§ Problem statement:
Everything from the first line of the records to the line containing "Should we maybe", inclusive, is to be extracted exactly, and nothing more.
━━━━━ Extracted entries
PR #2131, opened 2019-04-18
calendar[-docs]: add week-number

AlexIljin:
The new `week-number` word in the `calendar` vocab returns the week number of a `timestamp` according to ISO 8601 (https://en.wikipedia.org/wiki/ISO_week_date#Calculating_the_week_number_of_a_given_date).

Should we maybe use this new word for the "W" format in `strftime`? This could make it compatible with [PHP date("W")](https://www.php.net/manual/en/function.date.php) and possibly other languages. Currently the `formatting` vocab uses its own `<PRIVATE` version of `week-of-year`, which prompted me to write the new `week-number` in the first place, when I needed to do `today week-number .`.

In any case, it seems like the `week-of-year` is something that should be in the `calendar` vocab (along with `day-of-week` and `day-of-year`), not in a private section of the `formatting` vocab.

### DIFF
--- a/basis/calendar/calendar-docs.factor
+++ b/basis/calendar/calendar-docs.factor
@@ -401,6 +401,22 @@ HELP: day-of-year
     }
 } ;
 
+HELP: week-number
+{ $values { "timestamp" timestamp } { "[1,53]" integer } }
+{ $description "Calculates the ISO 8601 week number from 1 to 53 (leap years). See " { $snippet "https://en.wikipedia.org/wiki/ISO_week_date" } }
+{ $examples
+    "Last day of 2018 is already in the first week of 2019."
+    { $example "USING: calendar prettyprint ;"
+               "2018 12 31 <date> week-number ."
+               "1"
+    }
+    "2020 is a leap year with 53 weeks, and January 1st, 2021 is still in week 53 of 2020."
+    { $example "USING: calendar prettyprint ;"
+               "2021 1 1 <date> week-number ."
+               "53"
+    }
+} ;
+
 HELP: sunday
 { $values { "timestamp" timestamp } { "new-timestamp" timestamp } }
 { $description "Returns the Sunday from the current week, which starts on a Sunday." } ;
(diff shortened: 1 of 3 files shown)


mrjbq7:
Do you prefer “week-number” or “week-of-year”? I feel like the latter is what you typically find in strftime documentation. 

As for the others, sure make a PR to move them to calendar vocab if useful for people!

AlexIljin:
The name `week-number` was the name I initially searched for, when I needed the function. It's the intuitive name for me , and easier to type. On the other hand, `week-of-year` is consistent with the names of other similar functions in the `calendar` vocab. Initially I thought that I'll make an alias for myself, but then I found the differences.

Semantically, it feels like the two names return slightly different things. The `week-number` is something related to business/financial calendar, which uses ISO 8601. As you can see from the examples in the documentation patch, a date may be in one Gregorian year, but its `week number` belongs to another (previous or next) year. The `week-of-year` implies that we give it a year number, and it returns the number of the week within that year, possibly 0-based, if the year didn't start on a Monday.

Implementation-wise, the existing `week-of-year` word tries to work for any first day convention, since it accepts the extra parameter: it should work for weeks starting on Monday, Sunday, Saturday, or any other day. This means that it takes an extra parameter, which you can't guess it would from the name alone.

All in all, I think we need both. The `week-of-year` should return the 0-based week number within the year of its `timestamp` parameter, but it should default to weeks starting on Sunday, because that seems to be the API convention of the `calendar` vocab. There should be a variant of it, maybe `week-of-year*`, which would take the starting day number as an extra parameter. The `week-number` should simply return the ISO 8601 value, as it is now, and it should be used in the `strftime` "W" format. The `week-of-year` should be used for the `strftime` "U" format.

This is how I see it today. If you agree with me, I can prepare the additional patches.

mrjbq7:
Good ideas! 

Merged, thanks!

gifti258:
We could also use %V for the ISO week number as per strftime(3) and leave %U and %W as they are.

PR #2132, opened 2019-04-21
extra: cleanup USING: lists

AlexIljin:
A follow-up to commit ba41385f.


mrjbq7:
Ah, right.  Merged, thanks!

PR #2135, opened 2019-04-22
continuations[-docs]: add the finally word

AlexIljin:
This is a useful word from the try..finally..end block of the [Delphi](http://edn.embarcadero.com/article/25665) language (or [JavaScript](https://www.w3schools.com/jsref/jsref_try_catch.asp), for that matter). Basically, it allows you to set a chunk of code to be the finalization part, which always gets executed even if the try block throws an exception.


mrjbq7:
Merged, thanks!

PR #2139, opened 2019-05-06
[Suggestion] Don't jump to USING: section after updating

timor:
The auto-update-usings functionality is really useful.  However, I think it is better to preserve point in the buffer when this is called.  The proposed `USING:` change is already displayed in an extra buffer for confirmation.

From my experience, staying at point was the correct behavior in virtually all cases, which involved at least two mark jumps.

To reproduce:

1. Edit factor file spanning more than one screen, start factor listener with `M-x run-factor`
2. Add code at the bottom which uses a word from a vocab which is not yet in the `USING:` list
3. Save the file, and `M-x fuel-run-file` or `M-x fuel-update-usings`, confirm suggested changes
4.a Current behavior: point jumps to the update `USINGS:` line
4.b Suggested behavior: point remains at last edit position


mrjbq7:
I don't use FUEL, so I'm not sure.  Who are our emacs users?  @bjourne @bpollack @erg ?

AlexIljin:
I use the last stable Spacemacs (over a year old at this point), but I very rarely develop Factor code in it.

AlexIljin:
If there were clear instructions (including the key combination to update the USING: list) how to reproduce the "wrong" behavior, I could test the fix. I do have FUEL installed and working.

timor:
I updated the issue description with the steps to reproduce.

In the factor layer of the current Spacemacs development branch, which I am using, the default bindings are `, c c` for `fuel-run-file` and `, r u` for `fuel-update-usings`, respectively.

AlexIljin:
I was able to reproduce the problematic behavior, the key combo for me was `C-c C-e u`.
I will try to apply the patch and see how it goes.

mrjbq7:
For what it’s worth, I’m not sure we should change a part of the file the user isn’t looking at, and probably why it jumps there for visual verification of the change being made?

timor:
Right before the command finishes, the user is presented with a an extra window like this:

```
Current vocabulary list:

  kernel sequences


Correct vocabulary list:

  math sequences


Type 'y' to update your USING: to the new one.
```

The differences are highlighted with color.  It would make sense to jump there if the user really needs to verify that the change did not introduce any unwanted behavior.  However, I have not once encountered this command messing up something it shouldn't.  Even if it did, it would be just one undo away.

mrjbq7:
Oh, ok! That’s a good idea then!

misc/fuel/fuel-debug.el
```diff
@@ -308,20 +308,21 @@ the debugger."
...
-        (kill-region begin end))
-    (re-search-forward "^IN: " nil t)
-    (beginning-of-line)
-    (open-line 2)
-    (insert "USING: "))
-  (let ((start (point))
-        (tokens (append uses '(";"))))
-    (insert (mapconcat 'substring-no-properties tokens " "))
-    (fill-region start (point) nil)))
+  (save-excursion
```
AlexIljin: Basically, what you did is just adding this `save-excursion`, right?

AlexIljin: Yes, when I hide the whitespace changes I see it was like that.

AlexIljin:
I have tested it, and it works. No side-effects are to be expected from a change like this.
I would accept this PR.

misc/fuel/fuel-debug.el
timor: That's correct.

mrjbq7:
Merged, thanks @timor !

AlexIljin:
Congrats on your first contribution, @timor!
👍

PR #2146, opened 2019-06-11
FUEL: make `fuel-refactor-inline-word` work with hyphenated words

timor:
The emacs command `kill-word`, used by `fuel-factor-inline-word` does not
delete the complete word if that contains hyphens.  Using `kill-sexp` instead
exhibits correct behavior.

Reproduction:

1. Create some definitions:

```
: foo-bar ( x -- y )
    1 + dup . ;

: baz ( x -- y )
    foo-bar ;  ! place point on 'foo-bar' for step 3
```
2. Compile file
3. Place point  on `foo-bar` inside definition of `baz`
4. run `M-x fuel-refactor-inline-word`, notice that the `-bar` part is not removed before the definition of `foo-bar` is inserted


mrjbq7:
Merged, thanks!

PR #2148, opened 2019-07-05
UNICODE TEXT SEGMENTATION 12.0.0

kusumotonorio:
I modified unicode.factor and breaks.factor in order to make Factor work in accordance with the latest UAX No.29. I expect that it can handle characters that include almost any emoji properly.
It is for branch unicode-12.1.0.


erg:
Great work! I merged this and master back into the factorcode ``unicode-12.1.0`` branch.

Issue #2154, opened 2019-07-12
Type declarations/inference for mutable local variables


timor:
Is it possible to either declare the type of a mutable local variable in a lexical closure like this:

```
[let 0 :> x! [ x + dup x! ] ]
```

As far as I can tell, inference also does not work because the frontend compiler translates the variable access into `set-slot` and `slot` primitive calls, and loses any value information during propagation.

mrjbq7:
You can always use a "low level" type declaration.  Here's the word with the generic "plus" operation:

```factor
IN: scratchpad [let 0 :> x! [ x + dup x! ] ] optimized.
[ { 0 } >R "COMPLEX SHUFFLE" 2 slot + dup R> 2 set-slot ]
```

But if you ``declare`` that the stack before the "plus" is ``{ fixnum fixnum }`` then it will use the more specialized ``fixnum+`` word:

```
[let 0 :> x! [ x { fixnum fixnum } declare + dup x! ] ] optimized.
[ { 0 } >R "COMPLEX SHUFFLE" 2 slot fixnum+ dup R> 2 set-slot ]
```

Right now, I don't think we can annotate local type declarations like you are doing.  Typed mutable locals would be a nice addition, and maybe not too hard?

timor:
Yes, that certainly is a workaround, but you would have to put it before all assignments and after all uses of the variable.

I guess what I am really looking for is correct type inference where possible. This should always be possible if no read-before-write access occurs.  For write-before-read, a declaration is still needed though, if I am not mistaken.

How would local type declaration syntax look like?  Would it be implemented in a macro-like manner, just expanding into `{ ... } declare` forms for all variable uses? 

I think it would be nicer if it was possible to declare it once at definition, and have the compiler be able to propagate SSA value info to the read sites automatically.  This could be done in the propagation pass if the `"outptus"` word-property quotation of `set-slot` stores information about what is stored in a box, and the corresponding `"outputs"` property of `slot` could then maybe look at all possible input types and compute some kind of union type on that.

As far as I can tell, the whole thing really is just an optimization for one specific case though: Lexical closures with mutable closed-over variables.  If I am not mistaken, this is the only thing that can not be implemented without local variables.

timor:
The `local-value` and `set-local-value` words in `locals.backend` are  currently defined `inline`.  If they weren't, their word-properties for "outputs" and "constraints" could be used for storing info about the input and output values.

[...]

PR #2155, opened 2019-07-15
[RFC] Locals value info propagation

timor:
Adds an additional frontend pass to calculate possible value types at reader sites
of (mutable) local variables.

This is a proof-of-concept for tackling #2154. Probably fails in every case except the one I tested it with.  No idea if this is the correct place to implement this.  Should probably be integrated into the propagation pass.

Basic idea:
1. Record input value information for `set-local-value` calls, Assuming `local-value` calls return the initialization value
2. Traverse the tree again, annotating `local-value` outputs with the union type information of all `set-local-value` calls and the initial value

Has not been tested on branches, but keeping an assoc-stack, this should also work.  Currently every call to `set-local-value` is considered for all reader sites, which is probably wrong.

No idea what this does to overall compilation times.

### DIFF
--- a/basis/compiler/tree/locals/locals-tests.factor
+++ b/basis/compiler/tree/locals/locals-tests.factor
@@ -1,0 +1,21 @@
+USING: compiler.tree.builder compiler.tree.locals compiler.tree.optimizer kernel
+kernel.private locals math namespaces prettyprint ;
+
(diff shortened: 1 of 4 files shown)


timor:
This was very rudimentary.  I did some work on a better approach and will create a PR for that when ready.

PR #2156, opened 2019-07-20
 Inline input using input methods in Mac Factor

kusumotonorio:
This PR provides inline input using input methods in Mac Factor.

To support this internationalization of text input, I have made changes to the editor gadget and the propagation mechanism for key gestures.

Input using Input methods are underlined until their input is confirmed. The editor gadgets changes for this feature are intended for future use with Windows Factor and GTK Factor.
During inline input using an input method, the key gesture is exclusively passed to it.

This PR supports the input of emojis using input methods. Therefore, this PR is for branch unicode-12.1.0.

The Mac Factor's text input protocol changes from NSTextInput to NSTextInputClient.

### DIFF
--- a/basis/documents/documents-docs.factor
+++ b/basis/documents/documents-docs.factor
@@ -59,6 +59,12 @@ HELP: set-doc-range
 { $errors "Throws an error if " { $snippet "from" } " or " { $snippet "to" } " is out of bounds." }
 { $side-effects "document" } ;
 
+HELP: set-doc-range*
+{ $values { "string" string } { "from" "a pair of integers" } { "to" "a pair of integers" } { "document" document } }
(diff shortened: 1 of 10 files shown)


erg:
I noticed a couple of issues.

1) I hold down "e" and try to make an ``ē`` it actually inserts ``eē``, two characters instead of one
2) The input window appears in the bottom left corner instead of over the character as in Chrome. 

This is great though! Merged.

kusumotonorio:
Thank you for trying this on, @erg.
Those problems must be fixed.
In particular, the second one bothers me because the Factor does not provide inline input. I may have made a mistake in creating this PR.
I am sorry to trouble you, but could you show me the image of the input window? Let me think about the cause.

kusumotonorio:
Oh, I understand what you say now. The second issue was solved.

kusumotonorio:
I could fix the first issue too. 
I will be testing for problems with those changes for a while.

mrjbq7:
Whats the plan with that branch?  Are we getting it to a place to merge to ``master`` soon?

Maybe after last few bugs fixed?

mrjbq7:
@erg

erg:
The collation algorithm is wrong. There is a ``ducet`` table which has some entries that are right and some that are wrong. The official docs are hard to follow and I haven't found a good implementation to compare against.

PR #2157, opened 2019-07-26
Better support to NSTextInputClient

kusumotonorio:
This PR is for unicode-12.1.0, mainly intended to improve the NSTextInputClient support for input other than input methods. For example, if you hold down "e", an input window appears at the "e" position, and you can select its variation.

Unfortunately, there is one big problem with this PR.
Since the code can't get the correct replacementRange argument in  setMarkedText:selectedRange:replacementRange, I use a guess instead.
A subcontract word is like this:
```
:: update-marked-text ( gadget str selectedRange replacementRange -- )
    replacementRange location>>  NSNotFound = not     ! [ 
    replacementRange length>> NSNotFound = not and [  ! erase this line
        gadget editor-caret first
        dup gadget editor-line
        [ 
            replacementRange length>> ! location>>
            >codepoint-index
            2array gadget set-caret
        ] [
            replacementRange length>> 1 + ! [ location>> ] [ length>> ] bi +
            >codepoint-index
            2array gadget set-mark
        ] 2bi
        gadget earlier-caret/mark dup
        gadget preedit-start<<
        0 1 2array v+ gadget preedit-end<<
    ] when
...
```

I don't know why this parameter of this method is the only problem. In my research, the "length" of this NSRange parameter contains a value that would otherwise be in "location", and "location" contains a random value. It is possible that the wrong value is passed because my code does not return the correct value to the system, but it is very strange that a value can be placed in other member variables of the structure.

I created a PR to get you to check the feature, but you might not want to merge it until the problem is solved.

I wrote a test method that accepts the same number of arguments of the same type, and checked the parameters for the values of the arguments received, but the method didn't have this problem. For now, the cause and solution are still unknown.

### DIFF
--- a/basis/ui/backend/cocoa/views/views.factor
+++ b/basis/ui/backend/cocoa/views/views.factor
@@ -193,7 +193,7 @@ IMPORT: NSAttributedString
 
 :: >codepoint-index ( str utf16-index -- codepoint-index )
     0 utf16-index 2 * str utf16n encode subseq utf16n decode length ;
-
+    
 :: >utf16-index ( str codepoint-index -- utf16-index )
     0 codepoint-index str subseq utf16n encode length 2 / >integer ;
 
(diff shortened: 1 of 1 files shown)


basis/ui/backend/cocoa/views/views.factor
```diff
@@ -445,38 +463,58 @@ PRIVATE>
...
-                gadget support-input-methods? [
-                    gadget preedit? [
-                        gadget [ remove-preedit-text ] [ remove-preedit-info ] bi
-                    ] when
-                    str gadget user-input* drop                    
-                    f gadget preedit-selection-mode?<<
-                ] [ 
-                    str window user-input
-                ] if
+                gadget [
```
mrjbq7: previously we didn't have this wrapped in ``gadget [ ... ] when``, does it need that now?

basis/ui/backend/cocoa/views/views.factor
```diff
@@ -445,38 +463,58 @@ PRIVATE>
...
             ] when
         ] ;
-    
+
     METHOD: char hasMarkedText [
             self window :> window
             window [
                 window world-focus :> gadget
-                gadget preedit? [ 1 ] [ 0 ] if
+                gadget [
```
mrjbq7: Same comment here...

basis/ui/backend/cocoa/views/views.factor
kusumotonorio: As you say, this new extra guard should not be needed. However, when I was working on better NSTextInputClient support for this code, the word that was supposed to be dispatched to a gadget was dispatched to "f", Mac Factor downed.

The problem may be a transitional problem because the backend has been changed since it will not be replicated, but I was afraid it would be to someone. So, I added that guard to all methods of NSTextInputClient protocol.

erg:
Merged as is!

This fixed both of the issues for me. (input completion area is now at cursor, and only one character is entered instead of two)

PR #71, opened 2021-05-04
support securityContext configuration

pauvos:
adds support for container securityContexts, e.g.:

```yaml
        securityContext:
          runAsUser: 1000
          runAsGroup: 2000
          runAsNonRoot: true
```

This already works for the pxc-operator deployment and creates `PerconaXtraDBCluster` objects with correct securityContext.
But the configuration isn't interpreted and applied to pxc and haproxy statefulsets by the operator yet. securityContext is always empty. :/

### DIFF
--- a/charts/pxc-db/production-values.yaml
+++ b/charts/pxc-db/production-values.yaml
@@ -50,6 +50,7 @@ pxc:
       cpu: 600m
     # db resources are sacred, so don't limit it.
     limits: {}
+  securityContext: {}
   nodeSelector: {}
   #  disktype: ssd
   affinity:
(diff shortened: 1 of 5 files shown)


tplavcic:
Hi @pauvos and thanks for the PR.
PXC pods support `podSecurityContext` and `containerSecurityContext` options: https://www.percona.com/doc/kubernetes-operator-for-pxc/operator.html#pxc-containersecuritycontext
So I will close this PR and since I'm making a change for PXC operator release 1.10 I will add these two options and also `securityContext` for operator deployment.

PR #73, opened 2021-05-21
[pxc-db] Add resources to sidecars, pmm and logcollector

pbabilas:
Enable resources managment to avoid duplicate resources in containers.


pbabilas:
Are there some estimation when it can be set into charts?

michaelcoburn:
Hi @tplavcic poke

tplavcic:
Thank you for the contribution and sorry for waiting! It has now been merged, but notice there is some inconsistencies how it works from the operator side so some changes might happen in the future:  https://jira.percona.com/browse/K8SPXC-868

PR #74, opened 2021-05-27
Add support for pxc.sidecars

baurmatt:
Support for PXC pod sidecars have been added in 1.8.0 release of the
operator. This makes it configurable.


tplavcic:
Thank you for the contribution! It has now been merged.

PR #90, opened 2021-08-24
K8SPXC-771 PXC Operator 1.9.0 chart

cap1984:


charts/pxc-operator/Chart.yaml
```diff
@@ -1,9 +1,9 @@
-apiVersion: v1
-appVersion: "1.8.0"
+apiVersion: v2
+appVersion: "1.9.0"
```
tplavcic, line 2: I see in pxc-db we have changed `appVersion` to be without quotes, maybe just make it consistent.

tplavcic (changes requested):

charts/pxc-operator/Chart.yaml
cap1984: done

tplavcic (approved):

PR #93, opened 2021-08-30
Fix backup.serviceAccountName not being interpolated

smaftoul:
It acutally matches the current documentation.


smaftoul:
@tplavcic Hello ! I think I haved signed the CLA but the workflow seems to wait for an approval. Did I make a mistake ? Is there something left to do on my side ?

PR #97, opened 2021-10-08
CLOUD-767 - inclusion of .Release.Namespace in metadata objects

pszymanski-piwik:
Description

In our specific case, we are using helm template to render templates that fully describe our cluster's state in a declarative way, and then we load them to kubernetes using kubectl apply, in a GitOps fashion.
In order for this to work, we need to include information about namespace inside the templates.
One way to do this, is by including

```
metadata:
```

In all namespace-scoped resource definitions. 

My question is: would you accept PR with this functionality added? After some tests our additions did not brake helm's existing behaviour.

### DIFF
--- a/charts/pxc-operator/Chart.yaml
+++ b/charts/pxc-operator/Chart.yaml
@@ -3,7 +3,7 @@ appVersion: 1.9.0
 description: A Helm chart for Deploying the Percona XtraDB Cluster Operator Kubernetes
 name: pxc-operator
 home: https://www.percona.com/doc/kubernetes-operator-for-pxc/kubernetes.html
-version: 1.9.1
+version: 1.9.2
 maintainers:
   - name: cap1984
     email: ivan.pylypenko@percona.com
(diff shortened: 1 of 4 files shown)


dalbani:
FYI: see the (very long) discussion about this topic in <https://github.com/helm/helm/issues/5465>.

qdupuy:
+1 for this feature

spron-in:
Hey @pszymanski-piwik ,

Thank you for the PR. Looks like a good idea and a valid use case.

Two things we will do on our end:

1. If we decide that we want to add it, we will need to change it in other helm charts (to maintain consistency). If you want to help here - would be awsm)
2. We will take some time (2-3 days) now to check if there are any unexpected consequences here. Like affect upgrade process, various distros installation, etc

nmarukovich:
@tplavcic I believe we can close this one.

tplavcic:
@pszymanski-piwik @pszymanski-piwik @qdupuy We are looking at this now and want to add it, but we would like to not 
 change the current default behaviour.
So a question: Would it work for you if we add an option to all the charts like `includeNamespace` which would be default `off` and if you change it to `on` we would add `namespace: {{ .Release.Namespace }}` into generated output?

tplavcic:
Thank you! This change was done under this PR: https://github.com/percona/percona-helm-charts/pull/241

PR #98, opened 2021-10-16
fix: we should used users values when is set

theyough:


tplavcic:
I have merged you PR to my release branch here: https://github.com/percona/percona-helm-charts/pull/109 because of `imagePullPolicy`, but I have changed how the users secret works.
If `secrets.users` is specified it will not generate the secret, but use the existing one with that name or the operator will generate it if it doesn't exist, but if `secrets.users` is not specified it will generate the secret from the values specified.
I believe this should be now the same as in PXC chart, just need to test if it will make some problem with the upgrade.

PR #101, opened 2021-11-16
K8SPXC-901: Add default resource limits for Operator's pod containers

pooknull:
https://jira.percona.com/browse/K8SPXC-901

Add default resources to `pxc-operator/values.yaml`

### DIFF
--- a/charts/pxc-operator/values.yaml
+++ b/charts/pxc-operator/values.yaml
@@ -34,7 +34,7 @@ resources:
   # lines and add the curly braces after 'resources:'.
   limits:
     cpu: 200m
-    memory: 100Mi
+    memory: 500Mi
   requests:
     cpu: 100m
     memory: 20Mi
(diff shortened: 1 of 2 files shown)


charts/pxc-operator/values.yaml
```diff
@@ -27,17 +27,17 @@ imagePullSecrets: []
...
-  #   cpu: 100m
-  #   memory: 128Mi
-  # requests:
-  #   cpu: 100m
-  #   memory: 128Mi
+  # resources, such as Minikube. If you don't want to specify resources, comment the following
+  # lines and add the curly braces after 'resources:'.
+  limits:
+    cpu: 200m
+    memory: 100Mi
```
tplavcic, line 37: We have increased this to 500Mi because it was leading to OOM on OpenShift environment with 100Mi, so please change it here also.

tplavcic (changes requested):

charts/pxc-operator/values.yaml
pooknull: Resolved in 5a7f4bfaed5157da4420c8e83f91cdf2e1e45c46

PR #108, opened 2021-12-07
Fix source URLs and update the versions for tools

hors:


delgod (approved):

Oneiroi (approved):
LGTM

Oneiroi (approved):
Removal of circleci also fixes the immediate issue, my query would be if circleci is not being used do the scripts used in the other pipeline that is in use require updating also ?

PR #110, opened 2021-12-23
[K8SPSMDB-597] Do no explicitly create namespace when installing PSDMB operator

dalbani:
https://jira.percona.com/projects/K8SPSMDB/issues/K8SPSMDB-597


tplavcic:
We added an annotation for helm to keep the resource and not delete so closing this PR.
━━━━━━━━━━
§ Answer for the task:
PR #2131, opened 2019-04-18
calendar[-docs]: add week-number

AlexIljin:
The new `week-number` word in the `calendar` vocab returns the week number of a `timestamp` according to ISO 8601 (https://en.wikipedia.org/wiki/ISO_week_date#Calculating_the_week_number_of_a_given_date).

Should we maybe use this new word for the "W" format in `strftime`? This could make it compatible with [PHP date("W")](https://www.php.net/manual/en/function.date.php) and possibly other languages. Currently the `formatting` vocab uses its own `<PRIVATE` version of `week-of-year`, which prompted me to write the new `week-number` in the first place, when I needed to do `today week-number .`.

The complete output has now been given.